Hill notes that the plant-based food market has underperformed on expectations due to consumer scepticism, price sensitivity, increased competition, and media reports on health problems associated with ultra-processed food. A similar fate has befallen ESG, with the use of related terms like "environment", "climate", "governance", "social", "diversity", and "inclusion" peaking in 2021 and since decreasing significantly.

Google search data shows a mild decline in global searches for the term "ESG" since a peak two years ago, in March 2023. This decline can be partially attributed to a politically-driven backlash, particularly in the US, which has spread eastwards. Companies are reducing direct references to ESG in their communications to avoid controversy.

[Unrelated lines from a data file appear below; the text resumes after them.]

PR #2427, opened 2021-06-14
Add tests for PresetsDataView

beckerhe:
This is adding tests for PresetsDataView and is preparing to add tests for all the other DataViews.

The plan is the following:
- We introduce an abstract base class of OrbitApp called `AppInterface`. This base class declares all member functions of `OrbitApp` that are needed in the data views as pure virtual and they will be marked as overriden in `OrbitApp`.
- This allows us to replace the `OrbitApp*` pointers in the data views by `AppInterface*` pointers. 
- `AppInterface` can be mocked by gmock and so we can test the data views without OrbitApp.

Twine comments that ESG needs to earn attention rather than just being given attention. He stated that ESG is not dead but needs to find its relevance again for companies to discuss it publicly. Companies have started using different terms, such as "responsible business" instead of "ESG", due to the negative connotations associated with the latter.

The trajectory of plant-based meat alternatives suffered a similar fate as ESG at a similar time. Renewable energy returns on investment peaked in 2021 but have underperformed oil and gas stocks since early 2022. Despite this, experts argue that firms that embrace long-term ESG values will thrive, as long as they can show how important sustainability is to the bottom line.

In a positive note, reported cases of greenwashing declined for the first time in six years in 2024, according to analysis by RepRisk. The global ESG investing market is projected to grow at a compound annual growth rate of around 18% from 2024 to 2030.

The number of times companies mentioned ESG themes decreased from 2017 to 2024, according to data shared by GlobalData. However, the information points toward a growing general trend among companies, especially in Germany, to increasingly integrate environmental and sustainability topics into their communications and business strategies.

Tim Hill also observed a parallel between the decline in ESG in corporate speak and the trajectory of renewable energy returns on investment. He noted that the plant-based food market has underperformed on expectations due to consumer scepticism, price sensitivity, increased competition, and media reports on health problems associated with ultra-processed food.

Despite the current downturn, both ESG and plant-based food markets are expected to rebound as consumer awareness and demand for sustainable options continue to grow. The key for companies is to find the right balance between profitability and sustainability, ensuring that their long-term ESG values are aligned with consumer preferences and regulatory requirements.